The function of round_bit_pattern is to carry and then truncate. I want to know how it corresponds in TFHE. Why is its parameter so small? Does it change the ciphertext modulus or the plaintext modulus?

The meaning of IR

(tensor<1x392x!FHE.esint<12>>) -> tensor<1x392x!FHE.esint<7>>
The IR value above indicates that the plaintext modulus decreased from 12 to 7, right?

FHELinalg.to_signed

The documentation states that FHELinalg.to_signed can cast an unsigned integer tensor to a signed one. Does this mean that FHELinalg.to_signed’s TFHE operator in the backend only changes the encoding and decoding methods?

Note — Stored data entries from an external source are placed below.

PR #246, opened 2021-03-24
Update GPS station graph to use offset into data to choose colors

mklewandowski:
This PR adds an offset to the returned dataset in `getGPSPositionTimeData` which can be stored in the chart data store as a new `dataOffset` field.  This is needed when displaying GPS position over time points that include a min/max date range.  The point colors need to be based on the position in the original dataset not their position in the filtered dataset. - the offset is used to get the position in the original dataset  This is so, for example, point 4000 in the original dataset always displays with the same color even if it is point 0 in a filtered dataset.

Can be tested here:
http://geocode-app.concord.org/branch/gps-color-fixes/index.html

Pasted Image at 2021_03_23_18_55 pm

Pasted Image at 2021_03_23_18_57 pm


sfentress (approved):
This looks good to me. :+1:

PR #247, opened 2021-03-24
Update GPS position over time legend to use blocks

mklewandowski:
Update the GPS position over time graph legend to use individual colored blocks instead of gradients.

Can test here:
http://geocode-app.concord.org/branch/legend-blocks/index.html

image


sfentress (approved):
:+1:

jfrery · January 21, 2026, 1:15pm

Hi @gyu,

round_bit_pattern in the computation graph is the MLIR FHELinalg.round op. It is the rounded PBS step that reduces precision before the TLU. The smaller parameter set (poly size 256) lines up with this rounding step, and the count 1960 = 392 * 5 matches lsbs_to_remove=5, so the compiler decomposes the rounding into multiple PBS internally.
The reason its parameters are smaller is that the output precision is smaller which allows lighter crypto parameters.
From the user perspective it reduces the plaintext bit‑width; under the hood it outputs a fresh ciphertext under a different parameter set. So yes, it changes the plaintext modulus/bit‑width. The ciphertext modulus changes only in the sense that a new parameter set is used.
tensor<…!FHE.esint<12>> → tensor<…!FHE.esint<7>> means the message precision drops from 12 bits to 7 bits. It’s not just truncation of a 12‑bit value, it’s a rescaled/rounded value encoded in a smaller plaintext space.
FHELinalg.to_signed is a cast between unsigned and signed interpretations of the same encrypted bits. No PBS, it’s essentially metadata/type for subsequent signed ops.

gyu · January 22, 2026, 3:54am

Thank you so much!
I have some other questions about library usage.

Is there any way for me to extract the specific calculation process from the calculation graph?

We can see that the most complex operations in this computation graph are %5 = round_bit_pattern and %6 = subgraph(%5), especially subgraph, which involves operator fusion.

Could I extract these two processes from the computation graph as functions?

This would allow me to make some modifications, such as modifying %6 = subgraph(%5), and see how this modification affects the overall ML inference result.

jfrery · January 22, 2026, 8:14am

I am not sure how you could do that simply from the fhe_circuit graph. You would need to hack around quite a bit. You could change the onnx / ml part instead and use rounding explicitly instead of using the power_of_two_scaling that this notebook has.